■ **Records to process**:

════════════════════

PR #84, opened 2025-07-16
Import from dataset on launch

### LINKED ISSUE #79: Pull from HF dataset before pushing to it
Currently, we upload the trackio database for a project to a dataset but I think we don't ever read it back. So in the case your data is lost locally or Space restarts, the user wouldn't see their data recovered. (Unless CommitScheduler handles this internally?)

znation:
If there is an existing database in the dataset referenced by the TRACKIO_DATASET_ID env var, then copy that to the local DB path on first initialization of SQLiteStorage.

Fixes #79

### DIFF
--- a/trackio/sqlite_storage.py
+++ b/trackio/sqlite_storage.py
@@ -1,10 +1,12 @@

════════════════════

Find each line of the data above that holds the word "from", then copy it.

■ **Result of this exercise**:
Import from dataset on launch
### LINKED ISSUE #79: Pull from HF dataset before pushing to it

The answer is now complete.